Reaching out to the Newly Diagnosed

At least once a month, someone contacts me to talk to them, their co-worker, relative, friend or acquaintance, who was recently diagnosed with Parkinson’s Disease.   I always try to find time to talk to the newly diagnosed because it is so important for them to connect with someone who has Parkinson’s as soon as possible.  I am not a psychologist or a social worker, but I have lived with PD for almost 10 years. As a result, I have a different perspective to bring to the table.   It makes such a difference to speak to someone  who has been living with the disease, who can understand what you are going through and help guide you through the labyrinth of PD terms, treatments, and more.  But most of all it helps to see someone who is thriving in spite of the disease.  Most people have never met anyone who is living well with PD, so they are scared about the future, the great unknown looming before them.  It can be so overwhelming.  I wish there had been someone for me to talk to when I was newly diagnosed.   Instead, I had to rely on the information I could find through books and the internet.  And not all of that is very reliable.

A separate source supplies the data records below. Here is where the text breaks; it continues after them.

Issue #67, opened 2026-04-17
`upload_models.py` is package-internal but only invoked via a Columbia-cluster SLURM wrapper


mmcdermott:
## What I found

`src/every_query/upload_models.py` (122 lines, a GCS-sync utility) has no Python imports anywhere in the repo. Its only invocation path is `scripts/upload_models.sh`, a SLURM submit script that's hard-wired to a Columbia cluster account:

```bash
# scripts/upload_models.sh
#SBATCH --mail-user=gbk2114@cumc.columbia.edu
...
uv run python src/every_query/upload_models.py --runs-file ...
```

So from the installed-wheel perspective it's dead weight, and from an external-user perspective it's unrunnable without Columbia cluster setup.

## Options

1. **Promote** — add \`EQ_upload_models\` to \`[project.scripts]\`, make the config (bucket, path layout) user-provided via Hydra/argparse rather than \`scripts/sync_config.yaml\`. Document as \"optional: push trained checkpoints to GCS\". Valuable if other groups would also push to a bucket.
2. **Demote** — move \`upload_models.py\` out of \`src/every_query/\` into \`scripts/\` alongside \`upload_models.sh\`, clearly marking it as a private operator tool. No longer ships in the wheel. Keeps the public package lean.
3. **Delete** — if it's only used by one group on one cluster and nobody else needs it.

I'd lean toward **demote** unless there's concrete plan to support external uploads. The SLURM wrapper + `scripts/sync_config.yaml` already imply private-operator usage.

cc @payalchandak (author, 3b93992) — which direction?

mmcdermott:
We should drop this. This is the kind of script that should be local, or in an internal-only companion repo.

Issue #64, opened 2026-04-17
Config defaults reference gitignored `{train,eval}_codes/*.yaml` — `EQ_train --help` fails on a fresh clone


mmcdermott:
## What I found

Three configs pull a default code-group file that is (a) generated out-of-band by a script with hardcoded MIMIC paths and (b) explicitly \`.gitignore\`d, so a fresh clone cannot compose them:

| Config | Default group entry | Provider file |
|---|---|---|
| \`src/every_query/config.yaml\` | \`train_codes: 10000_ID__8db2be6fadf8\` | \`src/every_query/train_codes/10000_ID__8db2be6fadf8.yaml\` (gitignored) |
| \`src/every_query/eval_suite/conf/eval_config.yaml\` | \`eval_codes: 10000_ID__8db2be6fadf8\` | \`src/every_query/eval_suite/conf/eval_codes/10000_ID__8db2be6fadf8.yaml\` (gitignored) |
| \`src/every_query/eval_suite/conf/gen_tasks_config.yaml\` | \`eval_codes: 10000_ID__8db2be6fadf8\` | (same as above) |

Confirmed in \`.gitignore:184,188\`:
\`\`\`
src/every_query/eval_suite/conf/eval_codes/
src/every_query/train_codes/
\`\`\`

The generator scripts under \`src/every_query/sample_codes/\` hard-code a MIMIC path:
\`\`\`python
# src/every_query/sample_codes/sample_train_codes.py:10
PARQUET_PATH = "/users/gbk2114/data/MIMIC_MEDS/MEDS_cohort/processed/metadata/codes.parquet"
\`\`\`

so they can't run for anyone outside that cluster either.

## Concrete symptom

On a clean clone with no prior setup:
\`\`\`console
$ EQ_train --help
hydra.errors.MissingConfigException: In 'config.yaml': Could not find 'train_codes/10000_ID__8db2be6fadf8'
\`\`\`

Same for \`EQ_evaluate --help\` and \`EQ_gen_eval_tasks --help\`. The new smoke tests in \`tests/test_cli_smoke.py\` work around this by injecting an empty \`{train,eval}_codes/smoke.yaml\` via \`--config-dir\`.

## Proposed solutions (pick one)

[...]

PR #76, opened 2026-04-17
refactor: remove tasks.py + collate_tasks (closes #53)

### LINKED ISSUE #53: Refactor: remove dead tasks.py code superseded by sample_tasks.py
## Context

PR #41 added `sample_tasks.py` as a sampling-first replacement for the exhaustive per-(shard x duration x code) label generation in `tasks.py`. As noted in that PR's "Explicitly out of scope" section, the old code was left in place until the sampler was validated in a real pre-training run.

Now that #41 has landed, the legacy code path can be removed. This issue tracks that cleanup.

### `src/every_query/tasks.py` (entire module)
All functions are superseded by `sample_tasks.py` equivalents:
- `read_event_shard` -> `sample_tasks._read_event_shard` (with dtype normalization)
- `read_query_codes` -> `sample_tasks._read_query_codes` (with deterministic sort)
- `compute_base_prediction_times` -> `sample_tasks.sample_contexts`
- `derive_censor_for_duration` -> folded into `sample_tasks.evaluate_index_df`
- `precompute_min_deltas_wide` -> replaced by single-pass `join_asof` in `evaluate_index_df`
- `build_task_for_duration` -> replaced by `evaluate_index_df`
- `sample_durations` -> `sample_tasks.sample_tasks` (draws durations per-task from log-uniform)
- `main` (Hydra entry point) -> `sample_tasks.main`

Also remove `tasks_config.yaml`.

### `src/every_query/tasks_reference.py` (entire module)
Reference/oracle implementation (`compute_censor_dataframe`, `build_task_label_matrix`) used only in tests as a cross-check. Once `tasks.py` is removed, the reference is only needed by `test_sample_tasks.py` (which already has its own cross-check). Evaluate whether to keep it as a test-only oracle or remove it entirely.

### `src/every_query/train.py::collate_tasks` and `_collate_shard`
The collation step that reshapes the old wide-format per-duration task parquets into the long-format the dataloader expects. `sample_tasks.py` outputs the long format directly, so collation is unnecessary. `train.main` currently calls `collate_tasks` on every run (line 349); this needs to be replaced with a path to the sampler output.

### Test files
- `tests/test_tasks.py` -- tests for the old `tasks.py` functions, all cross-checked against `tasks_reference`. Remove or merge any remaining coverage gaps into `test_sample_tasks.py`.
- `tests/test_collate_tasks.py` -- tests for `collate_tasks` and `_collate_shard`. Remove entirely.
- `conftest.py::task_parquet_dir` fixture (and any other fixtures that exist solely to support the old code path).

## What to preserve

- `tasks_reference.py` may be worth keeping as a test-only oracle if `test_sample_tasks.py` still cross-checks against it. If so, move it to `tests/` or gate it behind a test-only import.
- Any test coverage from `test_tasks.py` that exercises edge cases not yet covered by `test_sample_tasks.py` should be ported before deletion.

## Depends on

- #41 merged
- `train.py` entry point updated to consume sampler output (may be done in this PR or a separate one)

### LINKED ISSUE #63: Move `tasks_reference.py` out of the production package into tests
## What I found

\`src/every_query/tasks_reference.py\` sits at the top of the production package, but its module docstring says (verbatim):

> These exist solely for regression testing: tests compare the output of the new precompute_min_deltas_wide + build_task_for_duration pipeline against these originals. **Do not import these in production code.**

Inbound imports (all under \`tests/\`):

- \`tests/test_sample_tasks.py:26\` — \`from every_query import tasks_reference\`
- \`tests/test_tasks.py:8\` — \`from every_query import tasks, tasks_reference\`

No production module imports it.

## Proposed change

Move the file under \`tests/\` (e.g. \`tests/fixtures/tasks_reference.py\` or \`tests/_tasks_reference.py\`) and update the two test imports. Keeps it out of the installable wheel and removes the \"don't import me\" footgun from the public namespace.

## Related

Possibly overlaps with #53 (remove dead tasks.py code superseded by sample_tasks.py) — if \`tasks.py\` itself is going away, the oracle may follow. But even independent of #53, the file doesn't belong at the top of the production package.

cc @payalchandak (last author, 5339211)

mmcdermott:
## Summary

Removes the pre-sampler exhaustive task-label pipeline that was superseded by `sample_tasks.py` in #41. `train.py` now consumes the sampler's long-format output directly — no collation step, no wide-to-long reshape.

Closes #53. Also closes #63.

## What got removed

- `src/every_query/tasks.py` and `tasks_config.yaml` — the entire old pipeline.
- `src/every_query/tasks_reference.py` — the regression oracle used to cross-check the new sampler against the old exhaustive-grid implementation. Per the consensus on #63 (both @gkondas and @payalchandak: "we probably don't need tasks_reference.py at all"), removed entirely now that the legacy path it mirrored is gone.
- `train.py::_collate_shard` / `collate_tasks` and the `only_preprocess` / `collate_only_held_out` knobs that only existed to serve collation.
- `EQ_generate_tasks_exhaustive` console script (plus its smoke-test entry).
- `tests/test_tasks.py`, `tests/test_collate_tasks.py`, and the oracle-dependent `TestEvaluateAgainstReference::{test_labels_match_reference, test_codes_not_in_shard_are_all_false}` (5 tests removed; covered only the deleted oracle).
- `conftest.py::task_parquet_dir` fixture (replaced by `task_labels_dir`, which emits the sampler's long-format layout).
- `scripts/sweep_layers.sh` override that passed `only_preprocess=false`.

## What got kept

- `TestEvaluateIndexDfEdgeCases` (renamed from `TestEvaluateAgainstReference`) with the two hand-crafted, oracle-independent edge-case tests: strict-`>` semantics on prediction-time vs. event-time, and missing-subject-as-censored handling.

## Config changes (`config.yaml`, `_demo_train.yaml`)

- Drop `query.task_dir`, `query.sample_times_per_subject`, `only_preprocess`, `collate_only_held_out`.
- Set `datamodule.config.task_labels_dir` directly from `$TASK_DIR` (was previously `???` and overwritten by `collate_tasks`'s return value).

## On the "training-will-be-broken" concern

Addressed in a follow-up comment below — short version: `sample_tasks.py` already emits the same long-format `(subject_id, prediction_time, boolean_value, occurs, query, duration_days)` schema that `_collate_shard` used to produce. There is no separate collation step needed; `EQ_generate_tasks` → `EQ_train` is the correct post-refactor workflow.

## Test plan

- [x] `pytest tests/ src/` — 185 passed (drop from 190 = 5 oracle-dependent tests removed with `tasks_reference.py`).
- [x] `pre-commit run --all-files` — all hooks pass.
- [ ] Reviewer check: any downstream consumer of the old `{task_dir}/collated/{hash}/...` layout needs to be migrated to the flat sampler output (see `EQ_generate_tasks` for the new layout).

## Follow-ups not in this PR

- `query.codes` still has a gitignored default (`train_codes: 10000_ID__8db2be6fadf8`). Dropping that default is tracked in #64 (Phase 5 of the refactor plan on #54).
- `upload_models.py` deletion tracked in #67 (PR #77 open).


payalchandak:
LGTM, except that train will be broken until the sample tasks is wired in @mmcdermott

mmcdermott:
@payalchandak, can you expand on how train will be broken until the sample tasks is wired in? Why is the sampling of tasks in preparation for pre-training coupled to training directly?

src/every_query/train.py
```diff
@@ -350,13 +204,6 @@ def main(cfg: DictConfig) -> float | None:
     if not isinstance(cfg.query.codes, ListConfig):
         raise ValueError("query.codes must be a list")
 
-    task_dir = collate_tasks(cfg)
```
payalchandak, line 353: sorry, all i meant was that training on new sets of tasks that have not been previously collated will not be possible. can train on tasks that have been previously collated.

mmcdermott: Great -- do we know if the updated task sampling code properly collates things? I think it does as part of its normal execution, but I want to be sure. @gkondas maybe you can check?

mmcdermott: Confirmed: `sample_tasks.py` already produces collated output — the post-refactor `EQ_generate_tasks` output is a drop-in replacement for what `_collate_shard` used to emit. No separate collation step needed between `EQ_generate_tasks` and `EQ_train`.

**Schema comparison (verified on dev @ `40b2b87`):**

Old `_collate_shard` final write (`train.py:263-277` on dev):
```
subject_id, prediction_time, boolean_value, occurs, query, duration_days
```

New `evaluate_index_df` return schema (`sample_tasks.py:271`):
```
subject_id, prediction_time, boolean_value, occurs, query, duration_days
```

Byte-for-byte identical column set + types. The dataloader that used to consume `{task_dir}/collated/{hash}/{split}/{shard}.parquet` now consumes `{sampler_out_dir}/{split}/{shard}.parquet` — same schema, flatter layout.

**Sampling-distribution caveat** (worth noting but doesn't change the answer):

- Old `_collate_shard`: for each subject, pick up to `sample_times_per_subject` prediction_times uniformly, then assign a random `(duration, code)` per sampled row.
- New `sample_tasks.run_worker`: sample `N` tasks from `(code, duration)` distribution, sample `N × M` `(subject, prediction_time)` contexts iid with replacement, zip.

Both produce long-format labeled parquets; the *distribution* over subjects differs slightly (per-subject fixed-K vs. global iid), but both are valid PT task distributions and the dataloader doesn't know or care which one produced its input.

**So the workflow after this PR is:**
```
EQ_process_data …          # tensorize MEDS
EQ_generate_tasks …        # writes long-format labels directly — no collation step
EQ_train datamodule.config.task_labels_dir=$TASK_DIR …
```

Previously `EQ_train` called `collate_tasks` inline, reading wide-per-duration parquets from `$TASK_DIR` and writing collated long parquets. That inline step is gone; the input to `EQ_train` is now already-long-format, which is exactly what `EQ_generate_tasks` emits.

gkondas: yep the task sampler removed the need for an explicity "collate" step as it outputs what collate_tasks() did before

PeanutsLucyDoctorSo how much did you actually hear after the doctor said those three little words:  “You have Parkinson’s”?  If you are like most people, you did not hear anything else for the rest of your appointment.  Your doctor hands you a prescription and maybe something from the Fox Foundation to read, and says come back in three months.  You get home and you have no clue what the future has in store for you.   The three months until your next visit can seem like years when you finally start thinking clearly enought to realize you have so many unanswered questions.  This is the time when having a patient mentor to talk to is so important.

A patient mentor can help you ask the right questions on your next visit to the doctor. They can empathize with you because they have been there too.  Often, a newly diagnosed Parkie is much more comfortable speaking to another Parkie than their doctor.  The patient mentor can suggest strategies that make life easier.  And they can help make suggestions for what to ask at that next appointment with the doctor.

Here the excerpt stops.